#### SUPPLIED MATERIAL:

PR #10236, opened 2024-10-16
UCT/GGA: rkey resolution for many MDs

evgeny-leksikov:
## What
rkey resolution for many MDs in GGA transport

## Why ?
https://github.com/openucx/ucx/pull/9993#discussion_r1791845290

## How ?
1. rkey has cached part for quick resolution on fast path
2. rkey has common part independent on MD
3. on usage on new MD, resolution mechanism allocates MD part and adds it to md->hash
4. also there is allocation of a helper structure which links MD to rkey and used in md_close to cleanup rkeys


src/uct/ib/mlx5/gga/gga_mlx5.c
```diff
@@ -192,57 +279,122 @@ static uct_component_t uct_gga_component = {
...
+                               uct_gga_mlx5_rkey_handle_t *rkey_handle)
 {
-    uct_md_h uct_md                         = &md->super.super;
-    uct_md_mem_attach_params_t atach_params = { 0 };
-    uct_md_mkey_pack_params_t repack_params = { 0 };
+    uct_md_h uct_md                       = &md->super.super.super;
+    uct_gga_mlx5_rkey_hash_key_t hash_key = (uintptr_t)rkey_handle;
+    uct_gga_mlx5_md_rkey_handle_t* md_rkey_handle;
+    uct_gga_mlx5_rkey_handle_md_link_t *md_link;
+    uct_md_mem_attach_params_t atach_params;
```
iyastreb, line 308: typo, attach_params

src/uct/ib/mlx5/gga/gga_mlx5.c
```diff
@@ -72,20 +108,7 @@ ucs_config_field_t uct_gga_mlx5_iface_config_table[] = {
...
-    status = uct_ib_mlx5_devx_md_query(uct_md, md_attr);
-    if (status != UCS_OK) {
-        return status;
-    }
-
-    /* GGA always packs exported mkey */
-    md_attr->rkey_packed_size = md_attr->exported_mkey_packed_size;
-    return UCS_OK;
-}
+static pthread_mutex_t uct_gga_mlx5_rkeys_locker = PTHREAD_MUTEX_INITIALIZER;
```
iyastreb, line 111: maybe use "_lock" or "_mutex" to conform with the codebase
Maybe store it in the component uct_gga_component?

src/uct/ib/mlx5/gga/gga_mlx5.c
```diff
@@ -118,41 +141,105 @@ uct_gga_mlx5_rkey_unpack(uct_component_t *component, const void *rkey_buffer,
...
+    rkey_handle->packed_mkey = *mkey;
 
     *rkey_p   = (uintptr_t)rkey_handle;
     *handle_p = NULL;
     return UCS_OK;
 }
 
+static ucs_status_t
+uct_gga_mlx5_md_put_rkey(uct_gga_mlx5_md_t *md,
+                         const uct_gga_mlx5_rkey_hash_key_t key,
```
iyastreb, line 156: minor: since key is primitive `const` is redundant

src/uct/ib/mlx5/gga/gga_mlx5.c
```diff
@@ -118,41 +141,105 @@ uct_gga_mlx5_rkey_unpack(uct_component_t *component, const void *rkey_buffer,
...
+                         uct_gga_mlx5_md_rkey_handle_t *rkey_handle)
+{
+    khint_t iter;
+    ucs_kh_put_t ret;
+
+    iter = kh_put(resolved_rkeys, &md->rkey_cache, key, &ret);
+    if (ret == UCS_KH_PUT_FAILED) {
+        ucs_error("md %p: failed to add rkey to hash", md);
```
iyastreb, line 164: here and in ucs_assert I propose to print key value

src/uct/ib/mlx5/gga/gga_mlx5.c
```diff
@@ -192,57 +279,122 @@ static uct_component_t uct_gga_component = {
...
+{
+    uct_gga_mlx5_rkey_hash_key_t hash_key = (uintptr_t)rkey_handle;
+    const uct_gga_mlx5_md_rkey_handle_t* md_rkey_handle;
+
+    if (ucs_likely(rkey_handle->md == md)) {
+        ucs_assert(rkey_handle->rkey != UCT_INVALID_RKEY);
+        uct_gga_mlx5_rkey_trace(md, rkey_handle, "cached");
+        return UCS_OK;
+    } else if (rkey_handle->rkey != UCT_INVALID_RKEY) {
+        md_rkey_handle = uct_gga_mlx5_md_get_rkey(md, hash_key);
```
iyastreb, line 387: shouldn't this access be protected by mutex?

test/gtest/uct/test_p2p_rma.cc
```diff
@@ -165,3 +165,51 @@ UCS_TEST_SKIP_COND_P(test_p2p_rma_madvise, madvise,
...
+
+        e0->connect(0, *e2, 0);
+        e1->connect(0, *e2, 1);
+        flush();
+    }
+};
+
+UCS_TEST_SKIP_COND_P(uct_rma_common_receiver, reuse_rkey,
+                     !check_caps(UCT_IFACE_FLAG_PUT_ZCOPY|
+                                 UCT_IFACE_FLAG_GET_ZCOPY))
```
evgeny-leksikov, line 193: redundant requirement for GET_ZCOPY

src/uct/ib/mlx5/gga/gga_mlx5.c
evgeny-leksikov: I also thought about it, but don't found much benefit, just more code related to new type/struct

src/uct/ib/mlx5/gga/gga_mlx5.c
evgeny-leksikov: it's more for readability and clean API + `uct_gga_mlx5_rkey_hash_key_t ` might be changed in future, so this place won't require changes

iyastreb (dismissed):

evgeny-leksikov:
@gleon99 @yosefe could you please review

src/uct/ib/mlx5/gga/gga_mlx5.c
```diff
@@ -14,14 +14,50 @@
...
+} uct_gga_mlx5_md_t;
+
+/**
+ * Entry of uct_gga_mlx5_rkey_handle_t::mds to implement many-to-many
+ * relationship between rkeys and mds
+ */
+typedef struct {
+    ucs_list_link_t   list_link;
+    uct_gga_mlx5_md_t *md;
+} uct_gga_mlx5_rkey_handle_md_link_t;
```
yosefe, line 52: as discussed offline, change the structs to be global hash table and not per md, and review locking scheme when accessing from multiple threads (md)

test/gtest/uct/test_p2p_rma.cc
```diff
@@ -165,3 +165,50 @@ UCS_TEST_SKIP_COND_P(test_p2p_rma_madvise, madvise,
...
 UCT_INSTANTIATE_TEST_CASE(test_p2p_rma_madvise)
+
+class uct_rma_common_receiver : public uct_test {
+protected:
+    virtual void init() override {
+        uct_test::init();
+        EXPECT_EQ(0, m_entities.size());
+
+        const size_t rx_headroom = 0;
+        entity* e0 = create_entity(rx_headroom);
```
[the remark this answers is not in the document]
evgeny-leksikov: the default `create_entity()` requires CM support
`[     SKIP ] (cm is not supported on component gga)`

src/uct/ib/mlx5/gga/gga_mlx5.c
```diff
@@ -28,13 +33,58 @@ typedef struct {
...
+{
+    return (a.rkey_handle == b.rkey_handle) && (a.md == b.md);
+}
+
+KHASH_TYPE(resolved_rkeys,
+           uct_gga_mlx5_rkey_hash_key_t, uct_gga_mlx5_rkey_bundle_t*);
+
+KHASH_IMPL(resolved_rkeys, uct_gga_mlx5_rkey_hash_key_t,
+           uct_gga_mlx5_rkey_bundle_t*, 1,
+           uct_gga_mlx5_rkey_hash_func, uct_gga_mlx5_rkey_hash_key_equal)
```
rakhmets, line 79:
```suggestion
KHASH_INIT(resolved_rkeys, uct_gga_mlx5_rkey_hash_key_t,
           uct_gga_mlx5_rkey_bundle_t*, 1, uct_gga_mlx5_rkey_hash_func,
           uct_gga_mlx5_rkey_hash_key_equal)
```

src/uct/ib/mlx5/gga/gga_mlx5.c
```diff
@@ -28,13 +33,58 @@ typedef struct {
...
+
+static khash_t(resolved_rkeys) uct_gga_mlx5_rkey_cache;
+
+KHASH_TYPE(garbage_rkeys, uct_gga_mlx5_rkey_hash_key_t, char);
+
+KHASH_IMPL(garbage_rkeys, uct_gga_mlx5_rkey_hash_key_t, char, 0,
+           uct_gga_mlx5_rkey_hash_func, uct_gga_mlx5_rkey_hash_key_equal)
```
rakhmets, line 86:
```suggestion
KHASH_INIT(garbage_rkeys, uct_gga_mlx5_rkey_hash_key_t, char, 0,
           uct_gga_mlx5_rkey_hash_func, uct_gga_mlx5_rkey_hash_key_equal)
```

src/uct/ib/mlx5/gga/gga_mlx5.c
```diff
@@ -28,13 +33,58 @@ typedef struct {
...
+typedef struct {
+    uct_gga_mlx5_rkey_handle_t *rkey_handle;
+    uct_gga_mlx5_md_t          *md;
+} uct_gga_mlx5_rkey_hash_key_t;
+
+static UCS_F_ALWAYS_INLINE khint32_t
+uct_gga_mlx5_rkey_hash_func(uct_gga_mlx5_rkey_hash_key_t key)
+{
+    khint64_t k1 = (uintptr_t)key.rkey_handle;
+    khint64_t k2 = (uintptr_t)key.md;
```
rakhmets, line 62:
```suggestion
    khint64_t k1 = (khint64_t)key.rkey_handle;
    khint64_t k2 = (khint64_t)key.md;
```

src/uct/ib/mlx5/gga/gga_mlx5.c
```diff
@@ -268,57 +361,133 @@ static uct_component_t uct_gga_component = {
...
+    uct_gga_mlx5_rkey_bundle_t *rkey_bundle;
+    uct_md_mem_attach_params_t attach_params;
+    uct_md_mkey_pack_params_t repack_params;
     uint64_t repack_mkey;
     ucs_status_t status;
 
-    if (ucs_likely(rkey_handle->memh != NULL)) {
-        uct_gga_mlx5_rkey_trace(md, rkey_handle, "reuse");
-        return UCS_OK;
+    rkey_bundle = ucs_malloc(sizeof(*rkey_bundle), "gga_rkey_bundle");
```
rakhmets, line 398: You can avoid malloc/free if you use uct_gga_mlx5_rkey_bundle_t as hash map value instead of uct_gga_mlx5_rkey_bundle_t*.
khash implementation already has malloc/free for hash map values. So after kh_put, you can initialize the value.

src/uct/ib/mlx5/gga/gga_mlx5.c
```diff
@@ -854,16 +1034,60 @@ UCT_TL_DEFINE_ENTRY(&uct_gga_component, gga_mlx5, uct_gga_mlx5_query_tl_devices,
...
+
+    ucs_trace("md %p: closing on GGA device %s", md,
+              uct_ib_device_name(&gga_md->super.super.dev));
+
+    kh_init_inplace(garbage_rkeys, &grkeys);
+    pthread_mutex_lock(&uct_gga_mlx5_rkeys_lock);
+    kh_foreach(&uct_gga_mlx5_rkey_cache, hash_key, hash_val, {
+        if (gga_md == hash_key.md) {
+            uct_gga_mlx5_md_rkey_handle_release(hash_key.md, &hash_val);
+            kh_put(garbage_rkeys, &grkeys, hash_key, &put_ret);
```
rakhmets, line 1058: You iterate through keys of the hash map, and put keys to hash set with the same hash function. It means that you don't need hash set here. It looks like an array of hash map iterators is enough.

evgeny-leksikov: It's needed to safely cleanup the hash map by keys. Are you sure that one iterator of khash remains valid after deleting other one?

rakhmets: I see. Then it should an array of keys.

evgeny-leksikov: I used `khash` in set mode to simpify logic with (re-)allocation, we can use `ucs_array` but I dont see much benefit on cleanup path.

rakhmets: The point is to use the simplest data structure that satisfies the conditions of the problem. You do not need the features provided by the set. You need only an array. You can use dynamic array for the purpose. You also can get rid of the extra code hidden by the macro in the beginning of the file.

evgeny-leksikov: dynamic array with grow factor  2 may consume more memory for example, my point is both containers have pros and cons

rakhmets: khash set also does reallocation in frames of rehashing when the size changes. dynamic array is more lightweight акщь this perspective. I don't think it's an advantage from this point of view.

evgeny-leksikov: > khash also does reallocation in frames of rehashing when the size changes

yes but by bucket size vs miltiplying by 2 for array, so it's hard to say what's defenitely better

evgeny-leksikov: ucs_list requires additional type/field for an entry

rakhmets: You added a structure with redundant fields along with 10 extra methods to introduce khash set. This is an extra stuff which is not required for your purpose.

evgeny-leksikov: Adding list entry to the key structure means we need to store extra 8 bytes per key, adding new inherited structure means extra allocation on cleanup every key to add the key to the list.

rakhmets: If we characterize them in terms of complexity they are the same.
Agree that ucs_list (double linked list) is not needed here since you do not need to insert in the middle.
So ucs_array is preferrable solution then, a typical choice for a simple variable-length collection.

>> khash also does reallocation in frames of rehashing when the size changes

> yes but by bucket size vs miltiplying by 2 for array, so it's hard to say what's defenitely better

khash does the same. So `ucs_array` is better.

evgeny-leksikov: In current state of the PR this discussion is meaningless since we need to decide if we would like to have global hash table or separate it per MD, in second case this code is not relevant at all. So, for now I propose keep the khash just because it's already implemented and work as expected. In case of decision that we go with "global hash table", I agree that ucs_array is preferable as a local storage.

gleon99:
Hi @evgeny-leksikov - we're cleaning up the UCX PR backlog and plan to close this PR in 7 days. Please let us know if you'd like to keep it open.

#### WHAT IS EXPECTED:
Would you filter the records and copy out each line containing "yosefe"?

#### SOLUTION BELOW:
@gleon99 @yosefe could you please review
yosefe, line 52: as discussed offline, change the structs to be global hash table and not per md, and review locking scheme when accessing from multiple threads (md)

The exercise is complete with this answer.